PROVOCATIVE
The Ecology of Experimental
Music Performance in Canada
The Ecology of Experimental
Music Performance in Canada

Martin Tétreault, Minibloc,
and Andrew Lile

Ace Art Gallery, April 12, 2007
Send and Receive, Winnipeg

Established in 1998, Send and Receive “investigates the disciplines of experimental music and sound art” (www.sendandreceive.org) and uses a variety of venues in which to present their curated events.  The concert documented on this video took place at Ace Art Gallery in Winnipeg. Minibloc, a young electronic music duo from Montreal, performed along with two titans of the genre, Martin Tétreault (Montreal) and Andrew Lile (UK) in an evening curated by Eric Mattson (Montreal, founder of ORAL Records). The audience was partially seated and partially mobile, and were invited to experience the performances up-close and personal.

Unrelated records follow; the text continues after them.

PR #1239, opened 2019-07-31
Fix formatting for msys2 mingw build

mmicko:
- msys2 builds anyway can not be compiled with plugins so made config so compile work by default
- %zu is not supported in msys mingw, mxe and VisualStudio older then 2015 so made define for size_t formatting
- update places where wrong formatting have been used for size_t values
- fixed cast and not defined symbol in launcher.c

TODO: check mxe build after these changes

### DIFF
--- a/Makefile
+++ b/Makefile
@@ -869,9 +869,11 @@ config-mxe: clean
 
 config-msys2: clean
 	echo 'CONFIG := msys2' > Makefile.conf
+	echo 'ENABLE_PLUGINS := 0' >> Makefile.conf
 
 config-msys2-64: clean
 	echo 'CONFIG := msys2-64' > Makefile.conf
+	echo 'ENABLE_PLUGINS := 0' >> Makefile.conf
 
 config-cygwin: clean
 	echo 'CONFIG := cygwin' > Makefile.conf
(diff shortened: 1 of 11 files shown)


mmicko:
Added fixes to enable MXE builds. Used https://github.com/mmicko/mxe-docker as environment

cliffordwolf:
I think instead of `SIZE_T_FMT` we should just use `%d` and cast the `size_t` argument to `int`. That's what we do in all the other cases where we print a `size_t` (those few instances this PR touches are relatively new code).

cliffordwolf:
Also, instead of `x.size()` one should generally use `GetSize(x)` in Yosys code anyways. That already returns an `int`. (Yes, I know we consistently use size_t for pass args, but that's just because this pattern is older than `GetSize()`.)

cliffordwolf:
I did cherry pick 73dcf31862182a5dd5f45e684621c27f7adc5d0f into 0.9-rc now.

mmicko:
@cliffordwolf Right, most is code that came after previous release. Will take care and convert code to use GetSize  so %d is then fine

mmicko:
Cleaned a bit pull request. 
Last two 3f633690ae3d0c8753866d136851b8f0129cb643 and 7a65ed19a5921ff219fd208d2712e09b5e5894dd are needed for latest MXE version build. If you could send me version you have deployed just to confirm that it works without this on old one.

The following excerpts from my field notes describe some of the elements of electronic music performance practice and reception that I witnessed at Send and Receive. 

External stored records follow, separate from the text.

PR #1241, opened 2019-08-01
Improved JSON attr/param encoding

cliffordwolf:
Quoting new format description:

> Numeric 32-bit parameter and attribute values are written as decimal values.
Bit verctors of different sizes, or ones containing 'x' or 'z' bits, are written
as string holding the binary representation of the value. Strings are written
as strings, with an appended blank in cases of strings of the form /[01xz]* */.

### DIFF
--- a/backends/json/json.cc
+++ b/backends/json/json.cc
@@ -83,20 +83,43 @@ struct JsonWriter
 		return str + " ]";
 	}
 
+	void write_parameter_value(const Const &value)
+	{
+		if ((value.flags & RTLIL::ConstFlags::CONST_FLAG_STRING) != 0) {
+			string str = value.decode_string();
+			int state = 0;
+			for (char c : str) {
+				if (state == 0) {
+					if (c == '0' || c == '1' || c == 'x' || c == 'z')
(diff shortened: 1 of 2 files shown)


daveshah1:
I agree with this change, however, some major restructuring will be needed in nextpnr which assumes anything <32 bits will be written as an integer at the moment - and this will need to be done in a way that is backwards compatible too. Let me think about this a bit more.

cliffordwolf:
> in nextpnr which assumes anything <32 bits will be written as an integer at the moment

That sounds like a bug in any case. I'd say simply adding MSB zero bits to a parameter probably shouldn't break a cell instantiation. This sound like padding a parameter until it's >32 bits will break in the current nextpnr implementation.

daveshah1:
Yes. I am working on replacing the current infrastructure in nextpnr with RTLIL::Const so we can deal with all these cases and round-trip JSON correctly.

daveshah1:
Currently working on this in YosysHQ/nextpnr#306. This will probably take a couple of days to finish & regression test, can we hold off merging this until then?

PR #1250, opened 2019-08-05
techlibs/intel: Clean up Makefile

bwidawsk:
Use gmake's foreach iterator and remove nonexistent files. Gmake is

Field Notes April 13, 2007 (excerpt)
By Ellen Waterman

The concert that I documented last night was curated by Eric Mattson, as a "sound curator" from Montreal, who became very much a performative element in these performances throughout the festival leading up to his own event. He made several announcements and was somebody who, when he sat and listened to music, was much more physically engaged in the listening than anyone else I could see around me: swaying and bobbing with extreme kinds of physical responses, leaning over in his chair, and swaying his head back and forth in a kind of trance.

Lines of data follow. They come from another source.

PR #1255, opened 2019-08-06
Suppress some compiler warnings occurring when applying NDEBUG

eddiehung:
Specifically, during `NDEBUG`:

* aigerparse.cc's log_debug2 now calls `if (0) log_debug(__VA_ARGS__);` (where `log_debug` is a NOOP) in order to suppress unused warnings.
* `log_debug` now calls a `constexpr` function that always returns false and thus will never print any debug message
* `log_assert` now explicitly ignores the expression using `(void)(expr);`

### DIFF
--- a/kernel/log.h
+++ b/kernel/log.h
@@ -89,11 +89,10 @@ YS_NORETURN void log_cmd_error(const char *format, ...) YS_ATTRIBUTE(format(prin
 
 #ifndef NDEBUG
 static inline bool ys_debug(int n = 0) { if (log_force_debug) return true; log_debug_suppressed += n; return false; }
-#  define log_debug(...) do { if (ys_debug(1)) log(__VA_ARGS__); } while (0)
 #else
-static inline bool ys_debug(int n = 0) { (void) n; return false; }
-#  define log_debug(_fmt, ...) do { } while (0)
+static constexpr inline bool ys_debug(int /*n*/ = 0) { return false; }
 #endif
+#define log_debug(...) do { if (ys_debug(1)) log(__VA_ARGS__); } while (0)
 
 static inline void log_suppressed() {
 	if (log_debug_suppressed && !log_make_debug) {
--- a/kernel/log.h
+++ b/kernel/log.h
@@ -91,7 +91,7 @@ YS_NORETURN void log_cmd_error(const char *format, ...) YS_ATTRIBUTE(format(prin
 static inline bool ys_debug(int n = 0) { if (log_force_debug) return true; log_debug_suppressed += n; return false; }
 #  define log_debug(...) do { if (ys_debug(1)) log(__VA_ARGS__); } while (0)
 #else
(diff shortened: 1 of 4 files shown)


kernel/log.h
```diff
@@ -154,7 +153,7 @@ static inline void log_assert_worker(bool cond, const char *expr, const char *fi
 }
 #  define log_assert(_assert_expr_) YOSYS_NAMESPACE_PREFIX log_assert_worker(_assert_expr_, #_assert_expr_, __FILE__, __LINE__)
 #else
-#  define log_assert(_assert_expr_)
+#  define log_assert(_assert_expr_) (void)(_assert_expr_);
```
cliffordwolf: If `_assert_expr_` has side effects, or the compiler can't tell that it has none, it is still being executed. We explicitly do not want that, as `_assert_expr_` may do expensive things like looking up IdStrings. Better would be for example `do { if (0) ... }`.

kernel/macc.h
```diff
@@ -107,10 +107,8 @@ struct Macc
 		std::vector<RTLIL::State> config_bits = cell->getParam("\\CONFIG").bits;
 		int config_cursor = 0;
 
-#ifndef NDEBUG
 		int config_width = cell->getParam("\\CONFIG_WIDTH").as_int();
 		log_assert(GetSize(config_bits) >= config_width);
-#endif
```
cliffordwolf: This would slow down NDEBUG builds because now it's performing unnecessary operations, such as looking up the `CONFIG_WIDTH` IdString.

eddiehung: Correct. I had to make this change because, now that we reference the `log_assert()` expression, it fails when `NDEBUG` is enabled.
I am assuming that a optimising compiler (particularly one where `NDEBUG` is enabled) would be able to figure out that the function has no side effects and its return value is discarded, and optimise the whole thing away. I am aware that this isn't guaranteed though...

The only two alternatives I can think of are:
- wrap `log_assert()`s using `config_width` behind `NDEBUG` too
- to not cache `config_width` and call `getParam` inside every `log_assert()`

unless you can think of a better way?

kernel/log.h
cliffordwolf: Why was this marked "resolved"? I haven't seen this issue addressed.

eddiehung: Oops sorry. I forgot to push.

cliffordwolf: Ah.  :+1:

kernel/macc.h
cliffordwolf: `"\\CONFIG_WIDTH"` is being converted to an IdString. That alone should have enough side effect for the compiler to keep this in. Maybe instead of changing the debug macros, a better solution would be to `#ifndef NDEBUG` the variables that are in fact unused with `NDEBUG`, as happened here originally, and in ilang_backend.cc.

…The show was advertised to start at 8:00, and there was almost no one there at 8:00. In truth, it started at 9:15. The audience seemed to somehow know that this was the right time for a show to start because it built: from around 8:15 up until about 9:00, the people were arriving for the show. There were several people documenting the show last night, including…a woman who had been hired by Eric Mattson to document the events of last night specifically for his archive. I was allowed to videotape Minibloc and also a late night (very late night: about 1:00 a.m.) jam: a short improvisation of about seven minutes amongst all the performers of that evening including Martin Tétreault, and also Andrew Lile, who was the headlining artist from the UK for the evening.

…Most of the audience was between 20 and 30: not super-young kids, and not middle-aged or older audience members. I would say that it was overwhelmingly Caucasian, and that the mix between men and women--there might be more men, but not overwhelmingly so: maybe 60 per cent men and 40 per cent women. One of the producers of the festival, Ted Turner, told me that there are people he sees for Send and Receive every year that he doesn't know; they're not members of the artistic community in Winnipeg that he would normally encounter, but he sees them every year at the festival.